Extract all of the entries and give them again, word for word.

Given records —
::::::::::
PR #1342, opened 2020-11-18
List --write-index in samtools sort usage [trivial]

jmarshall:
This option was implemented for sort in PR #1148, but in a minor oversight, it was not added to the usage display shown by `samtools sort` without arguments.

(Tests will currently fail because samtools's _test/mpileup/mp_N2.sam_ suffers (on two lines) from the same CIGAR syntax error as one of HTSlib's test files as highlighted in samtools/htslib#1169.)


jmarshall:
(I've verified that all the other subcommands listed in _NEWS_ as supporting this global option do list it in their usages.)

PR #1346, opened 2020-11-25
samtools view filtering and documentation

jkbonfield:
Add filter expressions to samtools.1 man page

Also add -e FILTER to samtools view.

This is a validation of the new `sam_passes_filter` function, meaning it can be used in conjunction with -U to output the reads that do not match the filter.

Infact both can be used together.  For example

    samtools view \
        --input-fmt-option "filter=rlen-qlen >= 10" \
        -e 'ncigar <= 10' in.bam -o out.sam -U outU.sam

will pre-filter to only reads where the length on the reference is at least 10 bases longer than the length of the sequence.  Those that pass are then written to either out.sam or outU.sam depending on whether they have <= 10 cigar operations.

### DIFF
--- a/doc/samtools.1
+++ b/doc/samtools.1
@@ -773,6 +773,11 @@ compression, otherwise SAM defaults to uncompressed.
 Specifies the number of threads to use during encoding and/or
 decoding.  For BAM this will be encoding only.  In CRAM the threads
 are dynamically shared between encoder and decoder.
+.TP
+.BI filter= STRING
+Apply filter STRING to all incoming records, rejecting any that do not
+satisfy the expression.  See the FILTER EXPRESSIONS section below for
+specifics.
 .\" CRAM specific
 .TP
 .BI reference= fasta_file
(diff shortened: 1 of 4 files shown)


sam_view.c
```diff
@@ -465,6 +471,12 @@ int main_samview(int argc, char *argv[])
             break;
         case 'M': settings.multi_region = 1; break;
         case 1: no_pg = 1; break;
+        case 'z':
+            if (!(settings.filter = hts_filter_init(optarg))) {
+                fprintf(stderr, "main_samview: Failed to parse filter\n");
```
jmarshall, line 476: `print_error()`

jmarshall:
What's the reason for choosing `-z`? e.g. `samtools view -e` is available (though `-e` is used in `calmd`, is a no-longer-documented legacy option for `mpileup`, and an undocumented option for `phase` — so perhaps it's that you were aiming for something universally available in samtools?).

sam_view.c
jkbonfield: Heh, I just copied the local style from about 10 lines above (-x), but can change it.

jkbonfield:
To be honest no real reason!  I initially started with -z because so many others were in use that I just went through the alphabet (backwards), but it kind of stuck.  I'm not planning on adding this option elsewhere.  View is different as it's the most commonly used tool and as you pointed out it needs different logic to cope with the -U option anyway.

Indeed -e is a better choice.

sam_view.c
jmarshall: 16 `/fprintf.*main_samview/` vs 29 `/print_error/` in _sam_view.c_ — gotta keep that ratio improving one line at a time :smile:

doc/samtools.1
```diff
@@ -756,6 +756,11 @@ compression, otherwise SAM defaults to uncompressed.
 Specifies the number of threads to use during encoding and/or
 decoding.  For BAM this will be encoding only.  In CRAM the threads
 are dynamically shared between encoder and decoder.
+.TP
+.BI filter STRING
```
valeriuo, line 760: `.BI filter= STRING`

doc/samtools.1
```diff
@@ -913,6 +918,133 @@ Look for MD5 via REF_CACHE environment variable.
...
+
+.TS
+l lb l .
+Grouping	(, )	E.g. "(1+2)*3"
+Values:	literals, vars	Numbers, strings and variables
+Unary ops:	+, -, !, ~ 	E.g. -10 +10, !10 (not), ~5 (bit not)
+Math ops:	*, /, %	Multiply, division and (integer) modulo
+Math ops:	+, -	Addition / subtractin
+Bit-wise:	&	Integer AND
+Bit-wise	|	Integer OR
```
valeriuo, line 943: XOR (`^`) has higher precedence than OR (`|`).

valeriuo (changes requested):

sam_view.c
```diff
@@ -465,6 +471,12 @@ int main_samview(int argc, char *argv[])
             break;
         case 'M': settings.multi_region = 1; break;
         case 1: no_pg = 1; break;
+        case 'e':
+            if (!(settings.filter = hts_filter_init(optarg))) {
+                print_error("main_samview", "Failed to parse filter");
```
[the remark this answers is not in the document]
jkbonfield: Actually it's wrong anyway as it doesn't parse it here.  I'll reword.

valeriuo:
Rebased and merged as 1e3f85dc81f301107465c5f036cf090d2852f20f and 9abe06bbff5fa0e4b0cc40aab3ba0f6ef47587c9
::::::::::
Written answer —
PR #1342, opened 2020-11-18
List --write-index in samtools sort usage [trivial]

jmarshall:
This option was implemented for sort in PR #1148, but in a minor oversight, it was not added to the usage display shown by `samtools sort` without arguments.

(Tests will currently fail because samtools's _test/mpileup/mp_N2.sam_ suffers (on two lines) from the same CIGAR syntax error as one of HTSlib's test files as highlighted in samtools/htslib#1169.)


jmarshall:
(I've verified that all the other subcommands listed in _NEWS_ as supporting this global option do list it in their usages.)

PR #1346, opened 2020-11-25
samtools view filtering and documentation

jkbonfield:
Add filter expressions to samtools.1 man page

Also add -e FILTER to samtools view.

This is a validation of the new `sam_passes_filter` function, meaning it can be used in conjunction with -U to output the reads that do not match the filter.

Infact both can be used together.  For example

    samtools view \
        --input-fmt-option "filter=rlen-qlen >= 10" \
        -e 'ncigar <= 10' in.bam -o out.sam -U outU.sam

will pre-filter to only reads where the length on the reference is at least 10 bases longer than the length of the sequence.  Those that pass are then written to either out.sam or outU.sam depending on whether they have <= 10 cigar operations.

### DIFF
--- a/doc/samtools.1
+++ b/doc/samtools.1
@@ -773,6 +773,11 @@ compression, otherwise SAM defaults to uncompressed.
 Specifies the number of threads to use during encoding and/or
 decoding.  For BAM this will be encoding only.  In CRAM the threads
 are dynamically shared between encoder and decoder.
+.TP
+.BI filter= STRING
+Apply filter STRING to all incoming records, rejecting any that do not
+satisfy the expression.  See the FILTER EXPRESSIONS section below for
+specifics.
 .\" CRAM specific
 .TP
 .BI reference= fasta_file
(diff shortened: 1 of 4 files shown)


sam_view.c
```diff
@@ -465,6 +471,12 @@ int main_samview(int argc, char *argv[])
             break;
         case 'M': settings.multi_region = 1; break;
         case 1: no_pg = 1; break;
+        case 'z':
+            if (!(settings.filter = hts_filter_init(optarg))) {
+                fprintf(stderr, "main_samview: Failed to parse filter\n");
```
jmarshall, line 476: `print_error()`

jmarshall:
What's the reason for choosing `-z`? e.g. `samtools view -e` is available (though `-e` is used in `calmd`, is a no-longer-documented legacy option for `mpileup`, and an undocumented option for `phase` — so perhaps it's that you were aiming for something universally available in samtools?).

sam_view.c
jkbonfield: Heh, I just copied the local style from about 10 lines above (-x), but can change it.

jkbonfield:
To be honest no real reason!  I initially started with -z because so many others were in use that I just went through the alphabet (backwards), but it kind of stuck.  I'm not planning on adding this option elsewhere.  View is different as it's the most commonly used tool and as you pointed out it needs different logic to cope with the -U option anyway.

Indeed -e is a better choice.

sam_view.c
jmarshall: 16 `/fprintf.*main_samview/` vs 29 `/print_error/` in _sam_view.c_ — gotta keep that ratio improving one line at a time :smile:

doc/samtools.1
```diff
@@ -756,6 +756,11 @@ compression, otherwise SAM defaults to uncompressed.
 Specifies the number of threads to use during encoding and/or
 decoding.  For BAM this will be encoding only.  In CRAM the threads
 are dynamically shared between encoder and decoder.
+.TP
+.BI filter STRING
```
valeriuo, line 760: `.BI filter= STRING`

doc/samtools.1
```diff
@@ -913,6 +918,133 @@ Look for MD5 via REF_CACHE environment variable.
...
+
+.TS
+l lb l .
+Grouping	(, )	E.g. "(1+2)*3"
+Values:	literals, vars	Numbers, strings and variables
+Unary ops:	+, -, !, ~ 	E.g. -10 +10, !10 (not), ~5 (bit not)
+Math ops:	*, /, %	Multiply, division and (integer) modulo
+Math ops:	+, -	Addition / subtractin
+Bit-wise:	&	Integer AND
+Bit-wise	|	Integer OR
```
valeriuo, line 943: XOR (`^`) has higher precedence than OR (`|`).

valeriuo (changes requested):

sam_view.c
```diff
@@ -465,6 +471,12 @@ int main_samview(int argc, char *argv[])
             break;
         case 'M': settings.multi_region = 1; break;
         case 1: no_pg = 1; break;
+        case 'e':
+            if (!(settings.filter = hts_filter_init(optarg))) {
+                print_error("main_samview", "Failed to parse filter");
```
[the remark this answers is not in the document]
jkbonfield: Actually it's wrong anyway as it doesn't parse it here.  I'll reword.

valeriuo:
Rebased and merged as 1e3f85dc81f301107465c5f036cf090d2852f20f and 9abe06bbff5fa0e4b0cc40aab3ba0f6ef47587c9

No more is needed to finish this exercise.